PR #2411, opened 2018-01-10
Planning: stop thread pool when planning stops. Control: fixed a timer error

lianglia-apollo:


modules/control/control.cc
```diff
@@ -89,7 +89,7 @@ Status Control::Start() {
   // need to sleep, because advertised channel is not ready immediately
   // simple test shows a short delay of 80 ms or so
   AINFO << "Control resetting vehicle state, sleeping for 1000 ms ...";
-  usleep(1000 * 1000);
+  std::this_thread::sleep_for(std::chrono::milliseconds(1));
```
startcode: The log in 91 says sleep for 1000 ms

lianglia-apollo: 1 milli second == 1000 micro seconds

PR #2481, opened 2018-01-16
Update documentation for the Apollo 2.0

richtong:
This updates the documentation to make it clear you need to do a build and also explains how builds work without a GPU. Also ignores the demo bag in the docs directory as you should not check that in.

Also makes it clear you need a `download` verb to the rosbag downloader


richtong:
Thank u qi Luo!

Thanks,
Rich

Sent from my iPhone X
http://tongfamily.com | @richtong | https://fb.me/richtong1

PR #2550, opened 2018-01-22
Docs: rename doc file to be a valid markdown link

zhxt:


zhxt:
This will fix the broken link [here](https://github.com/zhxt/apollo/blob/doc-polish/docs/quickstart/README.md).

PR #2562, opened 2018-01-23
planning: refactor trajectory_cost

startcode:


modules/planning/tasks/dp_poly_path/trajectory_cost.cc
```diff
@@ -137,37 +136,37 @@ ComparableCost TrajectoryCost::CalculatePathCost(
...
     path_cost += l * l * config_.path_l_cost() * quasi_softmax(std::fabs(l));
 
     double left_width = 0.0;
     double right_width = 0.0;
-    reference_line_->GetLaneWidth(path_s, &left_width, &right_width);
-
-    const auto &vehicle_config =
-        common::VehicleConfigHelper::instance()->GetConfig();
-    const double width = vehicle_config.vehicle_param().width();
+    reference_line_->GetLaneWidth(curve_s, &left_width, &right_width);
```
lianglia-apollo: curve_s should be curve_s + start_s ?

lianglia-apollo: Maybe it is better to keep curve_s in this change and fix it later, so we know nothing affects the tests.

startcode: That's the plan

PR #2568, opened 2018-01-23
Planning: move plan precedure into planners themselves, because different planners have different logics

kechxu:


modules/planning/planner/em/em_planner.h
```diff
@@ -59,6 +59,16 @@ class EMPlanner : public Planner {
 
   common::Status Init(const PlanningConfig& config) override;
 
+  /**
+   * @brief Overrode function Plan in parent class Planner.
```
lianglia-apollo: override

modules/planning/planner/em/em_planner.cc
```diff
@@ -138,6 +138,38 @@ void EMPlanner::RecordDebugInfo(ReferenceLineInfo* reference_line_info,
   ptr_stats->set_time_ms(time_diff_ms);
 }
 
+Status EMPlanner::Plan(const TrajectoryPoint& planning_start_point,
```
lianglia-apollo: I suggest make some name changes on this function if we move them to the same class. Two "Plan" functions are doing different things. Keeping same name would make developers hard to understand.

PR #8198, opened 2019-05-07
Perception: Changed minimum lidar filter range 0.9->1.6 meter to remo…

techoe:
…ve ghost object behind. 
We should watch if this filter causes less detection nearby.


techoe:
OK. I will update the apollo-internal instead.

techoe:
And will remove this PR.

PR #8248, opened 2019-05-09
Add a markdown file which is coolhigh's user manual

lishuanghua:
Add a markdown file which is coolhigh's user manual


docs/specs/apollo_3.0_development_kits_user_manual_cn.md
```diff
@@ -0,0 +1,1123 @@
+教学套件使用手册
+
+# 目录
+      
+ - 概览
+ - 工控机系统安装
+	 - 工控机硬件安装
```
xiaoxq: Use space instead of tab.

PR #8276, opened 2019-05-10
Dreamview: support PiecewiseJerkSpeedOptimizer monitoring

vlin17:
Also removed dpPolyPath graph


modules/dreamview/frontend/src/store/config/PlanningGraph.yml
```diff
@@ -218,13 +218,7 @@ kappaGraph:
...
                 fill: false
                 showLine: true
-            DpPolyPathOptimizer:
-                color: 'rgba(27, 249, 105, 0.5)' # green
-                borderWidth: 2
-                pointRadius: 0
-                fill: false
-                showLine: true
-            QpSplinePathOptimizer:
+            PiecewiseJerkSpeedOptimizer:
```
HongyiSun: The QpSplinePathOptimizer also need to be removed instead change into PiecewiseJerkSpeedOptimizer

vlin17: removed!

PR #8296, opened 2019-05-14
Planning: disable jacobian ad for testing

JasonZhou404:


modules/planning/proto/planner_open_space_config.proto
```diff
@@ -98,6 +98,7 @@ message DistanceApproachConfig {
   // True to enable derivative check inside open space planner
   optional bool enable_initial_final_check = 25 [default = false];
   optional DistanceApproachMode distance_approach_mode = 26;
+  optional bool enable_jacobian_ad = 27;
```
Capri2014: please give a default value of false here.

JasonZhou404: done

PR #8307, opened 2019-05-14
Planning: remove buffer in st_boundary_mapper

JasonZhou404:


modules/planning/conf/planning_config.pb.txt
```diff
@@ -75,7 +75,7 @@ default_task_config: {
     high_speed_threshold: 12.58
     low_speed_threshold: 7.5
     minimal_kappa: 0.00001
-    point_extension: 1.0
+    point_extension: 0.0
```
YajiaZhang: When the changes are finalized, remove the parameters in the protobuf.

JasonZhou404: sure

PR #8321, opened 2019-05-14
Perception: Fixed key handler for Num Lock; Added manual calibration …

techoe:
…mode

### DIFF
--- a/modules/perception/camera/tools/offline/keycode.h
+++ b/modules/perception/camera/tools/offline/keycode.h
@@ -1,0 +1,116 @@
+/******************************************************************************
+ * Copyright 2019 The Apollo Authors. All Rights Reserved.
+ *
+ * Licensed under the Apache License, Version 2.0 (the License);
+ * you may not use this file except in compliance with the License.
+ * You may obtain a copy of the License at
+ *
+ * http://www.apache.org/licenses/LICENSE-2.0
+ *
+ * Unless required by applicable law or agreed to in writing, software
+ * distributed under the License is distributed on an AS IS BASIS,
+ * WITHOUT WARRANTIES OR CONDITIONS OF ANY KIND, either express or implied.
+ * See the License for the specific language governing permissions and
+ * limitations under the License.
+ *****************************************************************************/
+#pragma once
+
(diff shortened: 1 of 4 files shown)


modules/perception/camera/tools/offline/visualizer.cc
```diff
@@ -662,48 +663,59 @@ bool Visualizer::key_handler(const std::string &camera_name, const int key) {
     case 86: case 118:  // 'V' 'v'
       show_velocity_ = (show_velocity_ + 1) % 2;
       break;
-    case 65362:  // Up_Arrow
-      if (pitch_adj_degree_ + 0.05 <= max_pitch_degree_) {
+    case 1113938: case 65362:  // Up_Arrow with Num Lock (on/off)
```
xiaoxq: Better to name these key code as const variables ahead and use them, like
```
enum KeyCode {
  KEY_UPPER_V = 86,
  KEY_LOWER_V = 118,
  KEY_UP_ARROW = 1113938,
  ...
}
```
I guess there are some third-party libraries providing these values, which would be even better.

techoe: Thank you for the review. I modified the code to have enum. I checked 3rd party libraries but I think it is better to keep our own to avoid any dependency or copyright issues.

modules/perception/camera/tools/offline/keycode.h
```diff
@@ -0,0 +1,114 @@
...
+ *
+ * Unless required by applicable law or agreed to in writing, software
+ * distributed under the License is distributed on an AS IS BASIS,
+ * WITHOUT WARRANTIES OR CONDITIONS OF ANY KIND, either express or implied.
+ * See the License for the specific language governing permissions and
+ * limitations under the License.
+ *****************************************************************************/
+#pragma once
+
+namespace apollo {
```
xiaoxq: Please also add the `namespace perception`. If it's used by more modules in the future, we can move it to modules/common.

techoe: Agree. I added "namespace perception".

PR #8323, opened 2019-05-15
Prediction: update flag in frame env script accordingly

kechxu:


modules/prediction/common/message_process.cc
```diff
@@ -168,8 +168,9 @@ void MessageProcess::OnPerception(
 
   // Make evaluations
   EvaluatorManager::Instance()->Run();
-
-  if (FLAGS_prediction_offline_mode == 2) {
+  // TODO(kechxu) reorder the offline mode indices
```
xiaoxq: Also add a TODO item to remove the magic numbers.

PR #8324, opened 2019-05-15
Prediction: update the lane-scanning feature extraction.

panjiacheng:


modules/prediction/common/feature_output.cc
```diff
@@ -88,13 +88,26 @@ void FeatureOutput::InsertFeatureProto(const Feature& feature) {
 void FeatureOutput::InsertDataForLearning(
     const Feature& feature, const std::vector<double>& feature_values,
     const std::string& category, const LaneSequence* lane_sequence_ptr) {
+  std::vector<std::string> dummy_string_feature_values;
```
xiaoxq: const, or simply pass `{}` to the function.

modules/prediction/common/feature_output.cc
```diff
@@ -88,13 +88,26 @@ void FeatureOutput::InsertFeatureProto(const Feature& feature) {
...
   DataForLearning* data_for_learning =
       list_data_for_learning_.add_data_for_learning();
   data_for_learning->set_id(feature.id());
   data_for_learning->set_timestamp(feature.timestamp());
   for (size_t i = 0; i < feature_values.size(); ++i) {
     data_for_learning->add_features_for_learning(feature_values[i]);
   }
+  for (size_t i = 0; i < string_feature_values.size(); ++i) {
+    data_for_learning->add_string_features_for_learning(
+        string_feature_values[i]);
```
xiaoxq: Clean and efficient:
```
*data_for_learning->mutable_string_features_for_learning() = {
    string_feature_values.begin(), string_feature_values.end()};
```

modules/prediction/container/obstacles/obstacle.cc
```diff
@@ -1202,7 +1202,7 @@ void Obstacle::BuildLaneGraphFromLeftToRight() {
   }
 
   // Build lane_points.
-  if (feature->has_lane() && feature->lane().has_lane_graph()) {
+  if (feature->has_lane() && feature->lane().has_lane_graph_ordered()) {
```
xiaoxq: You don't need to check `has_lane` because the second condition will cover it.

modules/prediction/evaluator/vehicle/lane_scanning_evaluator.cc
```diff
@@ -101,6 +105,20 @@ void LaneScanningEvaluator::Evaluate(Obstacle* obstacle_ptr,
...
 }
 
+bool LaneScanningEvaluator::ExtractStringFeatures(
+    const LaneGraph& lane_graph,
+    std::vector<std::string>* const string_feature_values) {
+  for (int i = 0; i < lane_graph.lane_sequence_size(); ++i) {
+    const LaneSequence& lane_sequence = lane_graph.lane_sequence(i);
+    string_feature_values->push_back("|");
+    for (int j = 0; j < lane_sequence.lane_segment_size(); ++j) {
+      const LaneSegment& lane_segment = lane_sequence.lane_segment(j);
```
xiaoxq: Learn the `for-each` style:
`for (const LaneSegment& lane_segment : lane_sequence.lane_segment())`

Use it whenever possible. It is simpler and could avoid off-one bug

modules/prediction/proto/offline_features.proto
```diff
@@ -21,6 +21,7 @@ message DataForLearning {
   optional double timestamp = 2;
   // The features for learning algorithms:
   repeated double features_for_learning = 3;
+  repeated string string_features_for_learning = 7;
```
xiaoxq: IMO the `string_` prefix is not needed.

panjiacheng: This is to differentiate from the existing "features_for_learning".

PR #8348, opened 2019-05-16
Common/Data/Canbus: use VehicleID to differentiate different vehicles. 

Capri2014:


modules/common/configs/proto/vehicle_config.proto
```diff
@@ -36,45 +36,52 @@ enum VehicleBrand {
...
+}
+
 message VehicleParam {
   optional VehicleBrand brand = 1;
   // Car center point is car reference point, i.e., center of rear axle.
-  optional double front_edge_to_center = 2 [default = nan];
-  optional double back_edge_to_center = 3 [default = nan];
-  optional double left_edge_to_center = 4 [default = nan];
-  optional double right_edge_to_center = 5 [default = nan];
+  optional VehicleID id = 2;
```
xiaoxq: Better not to change field ID. Just use the next available one, i.e., 21.

Capri2014: @xiaoxq This config only serves as configuration, not publish/recorded information. I thought we can freely change protos like these?

PR #8357, opened 2019-05-16
Planning: enable fem pos reference line

JasonZhou404:


modules/planning/reference_line/discrete_points_reference_line_smoother.cc
```diff
@@ -259,7 +258,7 @@ void DiscretePointsReferenceLineSmoother::DeNormalizePoints(
                   auto curr_y = p.second;
                   std::pair<double, double> xy(curr_x + zero_x_,
                                                curr_y + zero_y_);
-                  p = xy;
+                  p = std::move(xy);
```
xiaoxq: Could you rename this single-char variable to a longer and meaningful name?

JasonZhou404: fixed

PR #8362, opened 2019-05-16
planning: exit condition of approach stage in pull-over scenario

jmtao:


modules/planning/conf/scenario/pull_over_config.pb.txt
```diff
@@ -1,6 +1,7 @@
 scenario_type: PULL_OVER
 pull_over_config: {
   start_pull_over_scenario_distance: 50.0
+  max_adc_stop_speed: 0.3
```
Capri2014: Is it the minimum chassis speed resolution? If so, try to use it from vehicle_param https://github.com/ApolloAuto/apollo/blob/0dad7437c1b5a05c1cdbc1b7ff3e96fd89693716/modules/common/configs/proto/vehicle_config.proto#L79 , since this would be different for different vehicles.

jmtao: good to know.  we use this parameter in quite a few scenarios. 
will clean them up in a later commit.

PR #8366, opened 2019-05-16
planning: adjust destination fence based on pull-over position

jmtao:


modules/planning/traffic_rules/destination.cc
```diff
@@ -77,62 +78,35 @@ int Destination::MakeDecisions(Frame* frame,
...
-    } else {
-      PullOver(&dest_point);
-      ADEBUG << "destination: PULL OVER";
+  if (FLAGS_enable_scenario_pull_over) {
+    const auto& pull_over_status =
+        PlanningContext::Instance()->planning_status().pull_over();
+    if (pull_over_status.exist_pull_over_position() &&
+        pull_over_status.has_pull_over_s()) {
+      // build stop decision based on pull-over position
+      AERROR << "BuildStopDecision: pull-over position";
```
Capri2014: This should be ADEBUG right?

modules/planning/traffic_rules/destination.cc
```diff
@@ -77,62 +78,35 @@ int Destination::MakeDecisions(Frame* frame,
...
-                            frame, reference_line_info);
-    ADEBUG << "destination: STOP at current lane";
   }
-  */
 
   // build stop decision
-  ADEBUG << "BuildStopDecision: destination";
-  std::string stop_wall_id = FLAGS_destination_obstacle_id;
-  const std::vector<std::string> wait_for_obstacle_ids;
+  AERROR << "BuildStopDecision: destination";
```
Capri2014: same for this one.

modules/planning/traffic_rules/destination.cc
jmtao: fixed. amended. thx

PR #9309, opened 2019-08-06
Perception: load undistort camera model by lane detector camera name

xmyqsh:


yg13:
The code itself looks OK, I am trying to confirm your motivation here. Are you trying to consider the case that lane detection uses a different camera compared to what is used for obstacle detection?

PR #9312, opened 2019-08-06
Perception: update camera param and config file path

xmyqsh:
Solve the miss matching of the config file.


KaWaiTsoiBaidu:
The extrinsic here `apollo/modules/perception/data/params/front_6mm_extrinsics.yaml` includes `euler_angles_degree` that this file `apollo/modules/perception/production/data/perception/camera/params/front_6mm_extrinsics.yaml` does not have, which is from the CIPV pull commit.   @techoe could you confirm it is safe to delete `apollo/modules/perception/data/params/front_6mm_extrinsics.yaml`?

techoe:
I think we are still using /apollo/modules/perception/data/params and alternatives are not provided in this PR.

xmyqsh:
@techoe 
What about other changes? If it is available, I will roll back the folder `/apollo/modules/perception/data/params`.
Otherwise, I will close this PR.

PR #9315, opened 2019-08-06
Perception: fix motion matrix generation, and set name of default motion as motion_3d

xmyqsh:


modules/perception/camera/lib/motion/plane_motion.cc
```diff
@@ -56,13 +56,10 @@ void PlaneMotion::generate_motion_matrix(base::VehicleStatus *vehicledata) {
         sqrt(vehicledata->velocity_x * vehicledata->velocity_x +
              vehicledata->velocity_y * vehicledata->velocity_y));
     float displacement = time_d * velocity;
-    trans(0) = static_cast<float>(displacement * cos(theta));
-    trans(1) = static_cast<float>(displacement * sin(theta));
-    // trans(0) = time_d * vehicledata->velocity_x;
-    // trans(1) = time_d * vehicledata->velocity_y;
+    trans << displacement, 0;
```
KaWaiTsoiBaidu: seems keeping the original code is more generic.

modules/perception/camera/lib/motion/plane_motion.cc
```diff
@@ -56,13 +56,10 @@ void PlaneMotion::generate_motion_matrix(base::VehicleStatus *vehicledata) {
...
 
     motion_2d.block(0, 0, 2, 2) = rot2d.toRotationMatrix().transpose();
-    motion_2d.block(0, 2, 2, 1) = -rot2d.toRotationMatrix().transpose() * trans;
+    motion_2d.block(0, 2, 2, 1) = -trans;
```
KaWaiTsoiBaidu: same here, seems keeping the original code is more generic.

modules/perception/camera/lib/motion/plane_motion.cc
xmyqsh: Here, it is equivalent.

modules/perception/camera/lib/motion/plane_motion.cc
xmyqsh: But, they are not equivalent here. More importantly, it is the `motion_3d`, not the `motion_2d` will be used later. That's the main purpose of this PR. Please double-check around here.

modules/perception/camera/lib/motion/plane_motion.cc
xmyqsh: Just want to keep consistent with the code style of `motion_3d`.
Maybe, we could comment it, not delete.
Or, code the `motion_3d` part in a complex way like `motion_2d` of the original. But I have not figured out have to calculate it.
In a word, this is a simple and easy solution I can figure out.

modules/perception/camera/lib/motion/plane_motion.cc
xmyqsh: same as above.

modules/perception/camera/lib/motion/plane_motion.cc
techoe: The modified code is incorrect.

modules/perception/camera/lib/motion/plane_motion.cc
```diff
@@ -76,20 +73,16 @@ void PlaneMotion::generate_motion_matrix(base::VehicleStatus *vehicledata) {
...
-        static_cast<float>(sqrt(displacement * displacement /
-                                (tan(yaw_delta) * tan(yaw_delta) +
-                                 tan(pitch_delta) * tan(pitch_delta) + 1)));
-    trans(1) = static_cast<float>(tan(yaw_delta) * trans(0));
-    trans(2) = static_cast<float>(tan(pitch_delta) * trans(0));
+    trans << displacement, 0, 0;
 
     motion_3d.block(0, 0, 3, 3) = rot3d.transpose();
-    motion_3d.block(0, 3, 3, 1) = -rot3d.transpose() * trans;
+    motion_3d.block(0, 3, 3, 1) = -trans;
```
techoe: Totally wrong change. motion_3D = [-RT | T]

xmyqsh: @techoe 
You mean motion_3D = [R^-1|-(R^-1)T], right?
And,
how about we calculate the trans as 
```
trans(0) = time_d * vehicledata->velocity_x;
trans(1) = time_d * vehicledata->velocity_y;
trans(2) = time_d * vehicledata->velocity_z;
```
I should be more accurate than the original one.
If so, I will create a new PR.

modules/perception/camera/lib/motion/plane_motion.cc
xmyqsh: @techoe 
Absolutely, you are right! It is my fault:)
Please help clarify the doubt. 
The code snip 
```
    trans(0) = static_cast<float>(displacement * cos(theta));
    trans(1) = static_cast<float>(displacement * sin(theta));
```
and 
```
    // trans(0) = time_d * vehicledata->velocity_x;
    // trans(1) = time_d * vehicledata->velocity_y;
```

is equivalent, right?

If so, we code use the latter one to format the motion 3D, which should be more accurate than the original one
```
    trans(0) =
        static_cast<float>(sqrt(displacement * displacement /
                                (tan(yaw_delta) * tan(yaw_delta) +
                                 tan(pitch_delta) * tan(pitch_delta) + 1)));
    trans(1) = static_cast<float>(tan(yaw_delta) * trans(0));
    trans(2) = static_cast<float>(tan(pitch_delta) * trans(0));
```

modules/perception/camera/lib/motion/plane_motion.cc
```diff
@@ -76,20 +73,16 @@ void PlaneMotion::generate_motion_matrix(base::VehicleStatus *vehicledata) {
     Eigen::AngleAxisf pitch_angle(pitch_delta, Eigen::Vector3f::UnitY());
     Eigen::AngleAxisf yaw_angle(yaw_delta, Eigen::Vector3f::UnitZ());
 
-    Eigen::Quaternion<float> q = roll_angle * pitch_angle * yaw_angle;
+    // here the intrinsic sequeeze is z-y-x(converted from z-x-y in location previously)
+    Eigen::Quaternion<float> q = yaw_angle * pitch_angle * roll_angle;
```
xmyqsh: @techoe 
Please help check the calculation of q, the rotation matrix.

xmyqsh:
@techoe 
It is a problem of integral the pose from velocity and angular velocity.
I have found the standard method here https://arxiv.org/pdf/1711.02508.pdf
Will create a new PR latter.

xmyqsh:
Not that. There is no acceleration.

xmyqsh:
@techoe 
It is a problem of integral the pose from velocity and angular velocity, and there is no acceleration.
So, it is not possible to update the velocity with angular velocity and acceleration who is the standard motion model with IMU.

But, we could update velocity with angular velocity and position like what **radar** does [rotation_novatel << 0, -angular_speed(2), angular_speed(1), angular_speed(2),0, -angular_speed(0), -angular_speed(1), angular_speed(0), 0;](https://github.com/ApolloAuto/apollo/blob/master/modules/perception/radar/lib/detector/conti_ars_detector/conti_ars_detector.cc#L44-L45) and [Eigen::Vector3d angular_trans_speed = rotation_radar * local_loc.topLeftCorner(3, 1);](https://github.com/ApolloAuto/apollo/blob/master/modules/perception/radar/lib/detector/conti_ars_detector/conti_ars_detector.cc#L70-L71)

In a word, just related to the equation of v = w * r.

It should be a WMR(Wheeled Mobile Robot) problem. 
The integration process is located around (5) of http://www.roboticsproceedings.org/rss10/p20.pdf 

Do you think so?

zhanghming:
@xmyqsh I am confused about the conversion process about transforming the raw radar object **ralative** speed to **world** speed.

What the calculation [Eigen::Vector3d angular_trans_speed = rotation_radar * local_loc.topLeftCorner(3, 1);](https://github.com/ApolloAuto/apollo/blob/master/modules/perception/radar/lib/detector/conti_ars_detector/conti_ars_detector.cc#L70-L71) do and why we should do following calculation to get the radar objects' world velocity:
```cpp
Eigen::Vector3d world_vel =
        static_cast<Eigen::Matrix<double, 3, 1, 0, 3, 1>>(
            radar2world_rotate * (local_vel + angular_trans_speed));
    Eigen::Vector3d vel_temp =
        world_vel + options.car_linear_speed.cast<double>();
    radar_object->velocity = vel_temp.cast<float>();
```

▬▬▬

▸ WORK REQUIRED
All lines from the top of the data through the line containing "Sent from my iPhone X" need to be retyped exactly, and nothing more.

▸ TASK ANSWER
PR #2411, opened 2018-01-10
Planning: stop thread pool when planning stops. Control: fixed a timer error

lianglia-apollo:


modules/control/control.cc
```diff
@@ -89,7 +89,7 @@ Status Control::Start() {
   // need to sleep, because advertised channel is not ready immediately
   // simple test shows a short delay of 80 ms or so
   AINFO << "Control resetting vehicle state, sleeping for 1000 ms ...";
-  usleep(1000 * 1000);
+  std::this_thread::sleep_for(std::chrono::milliseconds(1));
```
startcode: The log in 91 says sleep for 1000 ms

lianglia-apollo: 1 milli second == 1000 micro seconds

PR #2481, opened 2018-01-16
Update documentation for the Apollo 2.0

richtong:
This updates the documentation to make it clear you need to do a build and also explains how builds work without a GPU. Also ignores the demo bag in the docs directory as you should not check that in.

Also makes it clear you need a `download` verb to the rosbag downloader


richtong:
Thank u qi Luo!

Thanks,
Rich

Sent from my iPhone X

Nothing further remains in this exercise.